Although rows satisfying the criterias are appended to the dataframe.
However, at the end, dataframe is empty.
Is there a way to resolve this?
In real code, I'm doing many other calculations. This is a simplified code to regenerate it.
import pandas as pd
main_df = pd.DataFrame(columns=['a','b','c','d'])
main_df=main_df.append({'a':'a1', 'b':'b1','c':'c1', 'd':'d1'},ignore_index=True)
main_df=main_df.append({'a':'a2', 'b':'b2','c':'c2', 'd':'d2'},ignore_index=True)

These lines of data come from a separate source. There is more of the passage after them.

PR #2664, opened 2023-07-20
[RSDK-3647]Renaming Radius Clustering to Obstacles Pointcloud

vpandiarajan20:
This commit does NOT optimize the Radius Clustering algorithm, it simply renames it, adds some parameters, and adds a benchmarking test.

Manually tested using transform and file camera, several configs, several pc files. Unable to perform comprehensive testing with realsense due to hardware issues. 

Also used through python SDK, performed properly.


bhaney (changes requested):
This looks good, but just add a comment saying what manual testing you performed, and if you can still use this as expected from app.viam.com. If it all works, then just re-request my review and I will approve

vpandiarajan20:
Benchmarking for point cloud clustering
densePointCloud
   After Every Thread: 64589 points 2892968208 ns/op	180655960 B/op	 1027925 allocs/op
   Lock as you go: 64589 points 2932391958 ns/op	176376304 B/op	 1019461 allocs/op
   KD Tree: 64589 points	     1742016166 ns/op	305236656 B/op	 1803121 allocs/op
pointcloud: 54074 points 
   After Every Thread: 1664290584 ns/op	143709120 B/op	  950791 allocs/op
   Lock as you go: 
   KD Tree: 1018528958 ns/op	169480384 B/op	 1499867 allocs/op
pointcloud_data: 14789 points
   After Every Thread: 2422446416 ns/op	231929808 B/op	 1701029 allocs/op
   Lock as you go: 
   KD Tree: 2450854833 ns/op	246082888 B/op	 1939963 allocs/op
pc005522: 47208 points
   After Every Thread: 2245281125 ns/op	211364416 B/op	 1005008 allocs/op
   Lock as you go: 
   KD Tree: 1154025917 ns/op	146835080 B/op	 1400751 allocs/op

vision/segmentation/radius_clustering.go
```diff
@@ -18,6 +18,8 @@ import (
 type RadiusClusteringConfig struct {
 	resource.TriviallyValidateConfig
 	MinPtsInPlane      int     `json:"min_points_in_plane"`
+	MaxDistFromPlane   float64 `json:"max_dist_from_plane"`
+	MaxAngleOfPlane    float64 `json:"max_angle_of_plane"`
```
tessavitabile, line 22: We should send out a scope update for any config changes.

tessavitabile (commented):
Left a comment, but no need to wait for my sign-off. Also, I was curious if you tested with a lidar, since that's how we're expecting this model to be used.

vision/segmentation/plane_segmentation.go
```diff
@@ -191,24 +203,27 @@ type PlaneSegmentation interface {
...
+	nIterations       int
+	angleThreshold    float64
 }
 
 // NewPointCloudPlaneSegmentation initializes the plane segmentation with the necessary parameters to find the planes
 // threshold is the float64 value for the maximum allowed distance to the found plane for a point to belong to it.
 // minPoints is the minimum number of points necessary to be considered a plane.
-func NewPointCloudPlaneSegmentation(cloud pc.PointCloud, threshold float64, minPoints int) PlaneSegmentation {
-	return &pointCloudPlaneSegmentation{cloud, threshold, minPoints, 2000}
+func NewPointCloudPlaneSegmentation(cloud pc.PointCloud, distanceThreshold float64, minPoints int,
```
bhaney, line 216: I think this function may need to be refactored - finding the planes, and finding the ground plane, are two distinct functions of the the algorithm. Sometimes you'll want to find all planes, and sometimes you'll just want to find the ground plane.

bhaney (changes requested):
I think I would like a re-factor of the plane finding algorithm.

Finding the ground plane requires extra parameters, like the normal vector which represents an ideal ground plane, and the angleThreshold of the matching plane. So I think what would be great is if you could refactor the functions such that:

you split PointCloudPlaneSegmentation into two separate functions- one which does what already happen, just finds all planes, but another that will become the ground plane finding function. If a user is only trying to find the ground plane, then you can actually stop the plane finding algorithm a bit earlier, since you only need to return one plane.

So because there will be code that both functions use, you can pull out the common code into helper functions, but make the GroundPlaneSegmentation its own function.

vision/segmentation/radius_clustering.go
bhaney: Sent the email

tessavitabile: thank you!

vision/segmentation/plane_segmentation.go
```diff
@@ -66,6 +66,61 @@ func pointCloudSplit(cloud pc.PointCloud, inMap map[r3.Vector]bool) (pc.PointClo
...
+		d := -planeVec.Dot(p2)
+
+		currentEquation := [4]float64{planeVec.X, planeVec.Y, planeVec.Z, d}
+
+		if angleThreshold != 0 {
+			if math.Acos(normalVec.Dot(planeVec)) <= angleThreshold*math.Pi/180.0 {
+				equations = append(equations, currentEquation)
+			} else {
+				i--
+			}
```
bhaney, line 116: I don't think you need this. I suspect it may extend the time you are searching by quite a bit. Even though many of the planes you match will not fall within the ground plane limits, it's not necessary to always have N many "viable" candidates. May of them will end up being repeats.

vision/segmentation/plane_segmentation.go
```diff
@@ -106,6 +161,12 @@ func SegmentPlane(ctx context.Context, cloud pc.PointCloud, nIterations int, thr
 		equations = append(equations, currentEquation)
 	}
 
+	return findBestEq(ctx, &cloud, nIterations, &equations, &pts, threshold)
+}
+
+func findBestEq(ctx context.Context, cloud *pc.PointCloud, nIterations int, equations *[][4]float64,
+	pts *[]r3.Vector, threshold float64,
```
bhaney, line 168: I don't think you need pointers to slices `*[][4]float64` and `*[]r3.Vector`. something like `[]r3.Vector` is already a pointer to an array -- so you don't have to worry about copying the whole slice of r3.Vector over. Just use `[][4]float64` and `[]r3.Vector`

bhaney: Same with `*pc.PointCloud`, PointCloud is already an interface, which means it is already a pointer. doing `*pc.PointCloud` is a pointer to a pointer.

vision/segmentation/plane_segmentation.go
```diff
@@ -188,27 +251,48 @@ func SegmentPlane(ctx context.Context, cloud pc.PointCloud, nIterations int, thr
 // PlaneSegmentation is an interface used to find geometric planes in a 3D space.
 type PlaneSegmentation interface {
 	FindPlanes(ctx context.Context) ([]pc.Plane, pc.PointCloud, error)
+	FindGroundPlanes(ctx context.Context) ([]pc.Plane, pc.PointCloud, error)
```
bhaney, line 254: There should only be 1 ground plane, right? So just call it `FindGroundPlane` and have it return just a pc.Plane rather than []pc.Plane. Like, I could see that there are 4 planes in a scene, two walls, the ground, and table. The ground and the table are both "ground planes" because they match the flat normal of the input vector. But the table should be an obstacle, and shouldn't be counted as a ground plane

vision/segmentation/plane_segmentation.go
```diff
@@ -223,7 +307,49 @@ func (pcps *pointCloudPlaneSegmentation) FindPlanes(ctx context.Context) ([]pc.P
...
+		return nil, nil, err
+	}
+	planeCloud, err := plane.PointCloud()
+	if err != nil {
+		return nil, nil, err
+	}
+	if planeCloud.Size() <= pcps.minPoints {
+		return planes, pcps.cloud, nil
+	}
+	planes = append(planes, plane)
```
bhaney, line 346: I would say, you can stop here after you find the first ground plane. I believe the RANSAC algo always finds the biggest plane first, so once you get the biggest one, just return that pc.Plane (and not a slice of pc.Plane) and that's it.

vision/segmentation/plane_segmentation.go
```diff
@@ -223,7 +307,49 @@ func (pcps *pointCloudPlaneSegmentation) FindPlanes(ctx context.Context) ([]pc.P
...
+		pcps.angleThreshold, pcps.distanceThreshold, pcps.normalVec)
+	if err != nil {
+		return nil, nil, err
+	}
+	planeCloud, err := plane.PointCloud()
+	if err != nil {
+		return nil, nil, err
+	}
+	if planeCloud.Size() <= pcps.minPoints {
+		return planes, pcps.cloud, nil
```
bhaney, line 344: you can return nil plane if there is not a ground plane in the image. It will be up to the function getting the result to check and figure out what to do if there are no ground planes.

bhaney (changes requested):
Nice work! I think there are some places you can speed things up, and also change the signature of the new GroundPlane function.

vision/segmentation/plane_segmentation.go
vpandiarajan20: Got it, didn't know that applied for interfaces actually!

vision/segmentation/plane_segmentation.go
vpandiarajan20: Makes sense, I think the idea was if your maxDistFromPlane is small, you would still want to catch stragglers/discrepancies, but hopefully they would be considered noise and filtered later anways.

vision/segmentation/plane_segmentation.go
vpandiarajan20: Agreed, but since the array of equations is already made, we will probably be looping over all entries in the findBestEq function. I assume a lot of the array would then be blank, so I'm going to skip the equation 0x + 0y + 0z = 0.

bhaney (approved):
LGTM! Congrats, thanks for testing this out and making the refactors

main_df=main_df.append({'a':'a3', 'b':'b3','c':'c3', 'd':'d3'},ignore_index=True)
main_df=main_df.append({'a':'a4', 'b':'b4','c':'c4', 'd':'d4'},ignore_index=True)
print(main_df)
sub_df = pd.DataFrame()
df_columns = main_df.columns.values
def search_using_list_comprehension(row,sub_df,df_columns):
if row[0]=='a1' or row[0]=='a2':
dict= {a:b for a,b in zip(df_columns,row)}
print('dict: ', dict)
sub_df=sub_df.append(dict, ignore_index=True)
print('sub_df.shape: ', sub_df.shape)
[search_using_list_comprehension(row,sub_df,df_columns) for row in main_df.values]
print(sub_df)
print(sub_df.shape)
Upvotes: 0
Views: 380
Reputation: 1875
The problem is that you define an empty frame with sub_df = dp.DataFrame()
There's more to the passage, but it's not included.